How to use Let’s Encrypt certificates with Ingress Controller for SUSE CaaS Platform and SUSE Cloud Application Platform
This how to will describe how to get proper certificates in your SUSE Caas Platform envirnoment using Let’s Encrypt certificates and Ingress controller. At the final stage a SUSE Cloud Application Platform deployment will be done.
The purpose of the how to is to share how proper certificates can be used in your testing or development environments, some shortcuts have been taken. It is not recommended for a production environment.

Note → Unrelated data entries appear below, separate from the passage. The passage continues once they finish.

Issue #289, opened 2026-03-05
[Bug]: Rapina dev localhost static host/port


ShiraiEd:
### Description

If the `host:port(127.0.0.1:3000)` is changed in `Rapina::new().listen(here)`
the localhost address in Rapina Cli doesn't print the used one, instead it always prints the default 127.0.0.1:3000 address

### Steps to Reproduce

1. Create a new rapina project or use an existing one
2. Change the address inside `Rapina::new().listen()` in src/main.rs to something like 127.0.0.2:3000 or 127.0.0.1:8000
3. Run rapina dev inside the project's dir to create a local server
4. See the incorrect cli output 127.0.0.1:3000

### Expected Behavior

The address printed out should match the one in `Rapina::new().listen(here)`

### Code Example

```rust
Rapina::new()
        .state(ChatRoom { tx })
        .router(Router::new().route(Method::GET, "/", |_, _, _| async {
            rapina::http::Response::builder()
                .header("content-type", "text/html")
                .body(Full::new(Bytes::from(include_str!("index.html"))))
                .unwrap()
        }))
        .discover()
        .listen("127.0.0.1:8000") <- Here
        .await
}

//should return 
╭───────────────────────────────────────────────────────────╮
 │               Rapina CLI - Development Mode               │
 ├───────────────────────────────────────────────────────────┤
 │                                                           │
 │ Serving at: http://127.0.0.1:8000                          │
 │ Routes:     http://127.0.0.1:8000/.__rapina/routes        │
 │                                                           │
 │ For production: cargo build --release                     │
 │                                                           │
 ╰───────────────────────────────────────────────────────────╯
```

### Environment

- Rapina version:0.8.0
- Rust version:rustc 1.95.0-nightly
- OS:Omarchy

### Error Output / Logs

```shell
incorrect: INFO Server started on http://127.0.0.1:3000 (Press CTRL+C to quit)
correct: INFO Server started on http:// your input (Press CTRL+C to quit)
```

PR #406, opened 2026-03-23
Add host and port verification

ShiraiEd:
## Summary

The `print_banner` function in `dev.rs` always uses the CLI's `--host`/`--port` flags (or their defaults `127.0.0.1:3000`) for the banner output, never the address passed to `.listen()`, which is the actual address the server binds to as shown in the tracing logs.

The default case (`127.0.0.1:3000`) never surfaced this bug because the CLI defaults happen to match. It only appears when the developer changes `.listen()` to a different address.

If two different addresses are used, the program runs normally but the app doesn't work — the CLI tries to connect to its own address while the server is listening on a different one.

**What this PR does:**
- Adds a `check_listen_addr()` helper in `app.rs` that panics with a clear message if `RAPINA_HOST`/`RAPINA_PORT` (set by `rapina dev`) don't match the address passed to `.listen()`, failing fast instead of silently misbehaving
- Adds 4 serial tests covering: no env vars, matching addresses, mismatched port, mismatched host

**Root causes identified (not fully fixed yet):**
- `print_banner` is called before `build_and_run`, so it always shows the CLI defaults regardless of what `.listen()` uses
- There is no mechanism for the CLI to know what address `.listen()` will use before the server starts

**Open questions:**
An alternative approach was explored: piping the server's stdout/stderr and reading the actual bound address from the `"Rapina listening on"` tracing log line, then buffering output and printing the banner after with the correct address. This requires no extra steps from the developer but adds background threads for I/O forwarding.

Should `.listen()` be the source of truth and override `RAPINA_HOST`/`RAPINA_PORT`, or should the CLI flags be authoritative and `.listen()` serve as the production fallback only?
## Related Issues
#289 
## Checklist

- [x] `cargo fmt` passes
- [x] Tests pass

### DIFF
--- a/rapina/src/app.rs
+++ b/rapina/src/app.rs
@@ -85,6 +85,16 @@ pub struct Rapina {
     pub(crate) rfc7807_base_uri: String,
 }
 
+// Resolves the listen address, preferring RAPINA_HOST/RAPINA_PORT over addr when both are set.
+pub(crate) fn resolve_listen_addr(addr: &str) -> SocketAddr {
+    match (std::env::var("RAPINA_HOST"), std::env::var("RAPINA_PORT")) {
+        (Ok(host), Ok(port)) => format!("{host}:{port}")
+            .parse()
+            .expect("invalid RAPINA_HOST/RAPINA_PORT"),
+        _ => addr.parse().expect("invalid address"),
+    }
+}
+
 impl Rapina {
     /// Creates a new Rapina application builder.
     ///
@@ -661,9 +671,13 @@ impl Rapina {
     ///
     /// # Panics
     ///
-    /// Panics if the address cannot be parsed.
+    /// Panics if the address is invalid.
+    ///
+    /// When `RAPINA_HOST`/`RAPINA_PORT` env vars are set (e.g. under `rapina dev`),
+    /// they take priority over the `addr` argument so the CLI is always authoritative
+    /// in dev mode and the banner is correct by construction.
     pub async fn listen(self, addr: &str) -> std::io::Result<()> {
-        let addr: SocketAddr = addr.parse().expect("invalid address");
+        let addr: SocketAddr = resolve_listen_addr(addr);
         let app = self.prepare();
         serve(
             app.router,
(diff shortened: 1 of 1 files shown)


rapina/src/app.rs
```diff
@@ -659,11 +659,16 @@ impl Rapina {
 
     /// Starts the HTTP server on the given address.
     ///
-    /// # Panics
-    ///
-    /// Panics if the address cannot be parsed.
+    /// When `RAPINA_HOST`/`RAPINA_PORT` env vars are set (e.g. under `rapina dev`),
+    /// they take priority over the `addr` argument so the CLI is always authoritative
+    /// in dev mode and the banner is correct by construction.
     pub async fn listen(self, addr: &str) -> std::io::Result<()> {
```
arferreira, line 679: `listen()` still panics on an invalid address, worth keeping the `# Panics` note.

rapina/src/app.rs
```diff
@@ -702,6 +707,85 @@ mod tests {
...
     }
 
+    fn resolve_listen_addr(addr: &str) -> SocketAddr {
+        match (std::env::var("RAPINA_HOST"), std::env::var("RAPINA_PORT")) {
+            (Ok(host), Ok(port)) => format!("{host}:{port}")
+                .parse()
+                .expect("invalid RAPINA_HOST/RAPINA_PORT"),
+            _ => addr.parse().expect("invalid address"),
+        }
+    }
```
arferreira: Move this outside the test module so `listen()` can call it and the tests cover the real code path. Something like `pub(crate) fn resolve_listen_addr` just above the `impl Rapina` block.

rapina/src/app.rs
```diff
@@ -659,11 +659,16 @@ impl Rapina {
...
+    /// they take priority over the `addr` argument so the CLI is always authoritative
+    /// in dev mode and the banner is correct by construction.
     pub async fn listen(self, addr: &str) -> std::io::Result<()> {
-        let addr: SocketAddr = addr.parse().expect("invalid address");
+        let addr: SocketAddr = match (std::env::var("RAPINA_HOST"), std::env::var("RAPINA_PORT")) {
+            (Ok(host), Ok(port)) => format!("{host}:{port}")
+                .parse()
+                .expect("invalid RAPINA_HOST/RAPINA_PORT"),
+            _ => addr.parse().expect("invalid address"),
+        };
```
arferreira: Also, this duplicate `resolve_listen_addr` in the test module below. The tests call that local copy, not this, so they don't cover the actual production path.

rapina/src/app.rs
```diff
@@ -85,6 +85,16 @@ pub struct Rapina {
     pub(crate) rfc7807_base_uri: String,
 }
 
+// Verifies that the listen address is valid.
```
arferreira: Sorry, this is wrong, function doesn't just verify, it resolves which address to use based on env vars, right?
```suggestion
// Resolves the listen address, preferring RAPINA_HOST/RAPINA_PORT over addr when both are set.
```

Many components deployed (cert-manager, k9s etc) are not provided by or supported by SUSE.
Prerequisites
- a working SUSE CaaS Platform environment
- a domain name – this guide will be using suse.ninja, modify all references to YOUR domain
- a wildcard domain name pointing to one of the nodes in your cluster, in this guide *.cap1.suse.ninja
- a Cloudflare account to manage the public DNS for the domain name
- your Cloudflare Global API Key (go to your Cloudflare profile > API Tokens)
- a working nfs server for storage claims (or an existing working StorageClass)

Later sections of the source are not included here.